Koran Sulindo – Baru dua tahun menjabat sebagai Raja Malaysia, Yang Dipertuankan Agong ke-15, Sultan Muhammad V dari Kelantan mundur dari jabatannya pada Minggu (6/1) kemarin. Keputusan tersebut merupakan sejarah pertama terjadi di Malaysia karena seorang raja turun dari tahtanya sebelum menuntaskan 5 tahun masa jabatannya.
Seperti dilaporkan teleSUR pada Senin (7/1), pengunduran diri raja itu tanpa penjelasan dan alasan. Bahkan pejabat Istana Kerajaan tidak mau mengomentari keputusan turunnya raja dari tahtanya. Karena keputusan ini, maka para Sultan di Malaysia akan segera berkumpul untuk memilih Yang Dipertuankan Agong.
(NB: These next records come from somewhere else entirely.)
PR #2071, opened 2023-04-19
Revert Ctrl+Enter description

VictoriousRaptor:
The `Ctrl+Enter` description has been modified in 9e5e213 and reverted in 2616b70. Reset this entry in localization files to commit e20ac838 to avoid translating it again.


onesounds (approved):

jjw24:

Sultan Muhammad V yang berusia 49 tahun pekan lalu mengambil cuti selama 2 bulan untuk menjalani perawatan medis. Namun, foto-foto yang beredar di media sosial justru menunjukkan Sultan sedang berada di Rusia untuk melangsungkan pernikahannya pada Desember lalu. Soal ini pun Istana tetap bungkam, termasuk isu pernikahan tersebut.
Sebagai negara monarki, peran raja sama sekali tidak mengurusi pemerintahan. Ia hanya sebagai simbol pemersatu dan memelihar Islam karena rakyat Malaysia umumnya beragama Islam. Tetapi, raja memberikan persetujuan atas penunjukan perdana menteri atau pejabat publik senior.
Malaysia terdiri atas 9 kesultanan yang digilir untuk menduduki tahta Yang Dipertuankan Agong. Pemilihan raja selanjutnya akan diputuskan lewat pemungutan suara di Konferensi Para Penguasa yang terdiri atas 9 kesultanan itu.
Dalam sebuah pernyataan, Sultan Muhammad V mengatakan, pihaknya bersyukur dan berterima kasih diberi kesempatan untuk memimpin Kerajaan Malaysia. Juga mengucapkan terima kasih atas kerja sama perdana menteri dan pemerintah selama menjadi raja Malaysia.
Sultan Muhammad V disebut telah memenuhi tanggung jawabnya dan dipercayakan sebagai kepala negara yang berfungsi menjaga stabilitas, keadilan dan persatuan. Berdasarkan laporan The New Straits Times, sebelum memutuskan mundur, hubungan antara Kerajaan dan Perdana Menteri Malaysia Mahathir Muhammad kurang baik.
Mahathir disebut pekan lalu pernah memuat komentar dalam blognya bahwa semua orang termasuk perdana menteri, menteri, pegawai hingga rakyat biasa harus tunduk pada hukum. Kemudian, hubungan pemerintah dan Kerajaan sempat “membeku” karena penunjukan seorang jaksa agung yang bukan melayu. Walau raja akhir setuju, peristiwa itu memicu ketegangan rasial di Malaysia. [KRG]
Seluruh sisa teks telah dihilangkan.